Rachel Coleman: Do not default your stewardship – and the fact that you are the parent – to an expert. Ever. If an expert tells you something and your instincts say ‘No way, you’re wrong,’ then do the work yourself because they don’t live with your child. You are the expert on your child and you need to act like it and educate yourself. You are your child’s advocate. You are their voice, their champion, and you may even be their legs. It’s up to you and no one is going to come to the rescue. Live big and live loud and have fun. When parents learn their child has a disability, they often start listing the things they think their child and family will never do. And they’re wrong! If you’re going to make something up, make up a list of empowering, amazing things you’re going to do. So many parents give up: “My child has a disability, it’s over.” That’s why I do the things I do and blog about it. I even write about when things don’t go well because at least I’m trying to do things differently. I love being out there as an example of what is possible, because we’re often surrounded by people who tell us “You can’t” and “Don’t try.” Why not be a light and be an example of what is possible as a family – even with a wheelchair?

10 comments:

This interview really inspired me today. Thank you so much! I needed this encouragement!

Great post. My childrens' disabilities have taken me to places I would not gotten to without them

I agree with Anonymous. Thank you Rachel!

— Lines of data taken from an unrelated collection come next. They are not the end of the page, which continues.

PR #3436, opened 2026-06-10
Build zk-prover-postgres image with baked migrations

jowparks:
## Summary
- Adds `etc/docker/Dockerfile.zk-prover-postgres` baking `crates/proof/zk/db/migrations` into `postgres:17-alpine`.
- Publishes via existing l3 Docker CI as `ghcr.io/base/node-reth-dev:zk-prover-postgres-{sha,l3}`.
- Updates local compose files to build/use the image instead of bind-mounting migrations.

## Why
privacy-enclave (and other Odin/Codeflow deploys) cannot bind-mount migration files. Downstream repos should mirror this image rather than vendoring SQL.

I will echo Elizabeth and anon. So Inspiring! Thank you Rachel and Louise!
Lisa

Thanks to Louise for conducting such an inspirational interview.

I KNEW there was a reason that the dads in our Down syndrome community have a crush on Rachel. She's seriously awesome. I love her authenticity and forthrightness...thank you for that. This brightened an otherwise dreary day...

Awesome! I love Rachel's attitude - and I love her videos too. Thank you for this wonderful interview, Louise.
Stacey

My husband is totally blind. I have spent most of my life in and out of a wheelchair. Our children are both healthy, which is wonderful. I kind of see us as the future of children with disabilities. If we are allowed to live our lives the way we choose and are willing to work hard, there is so much we can do! When I was dating, my mom told me not to say anything to the guys I date about being in a wheelchair (at the time I was walking ok with nearly invisible knee and ankle braces) I started dating a blind guy and my mom was so quick to tell me it could never work because I am not physically capable of supporting him. I found that he has no physical disabilities other than his blindness. He is very strong and even when I weighed over 200lbs, he could lift my body and carry me up and down stairs. I can read and write for him. We complement each other in so many ways. He got me an electric wheelchair for a wedding gift. Then he could hold on to the back of my chair, so I was his guide. We now have two children. We have been married 7.5 years. I hope that parents of disabled children believe in them enough to allow them to love and be loved by many different people!

I am very pleased to meet the famous Rachel, too! Thank you, Louise!

Barbara

Thank you everyone for your comments.

And Chelsea -- I LOVE your story. It sounds like you have an AWESOME family. Thanks so much for sharing with us. Louise

Fabulous post Louise. Rachel is so inspiring! I loved her Strong Enough to Be story.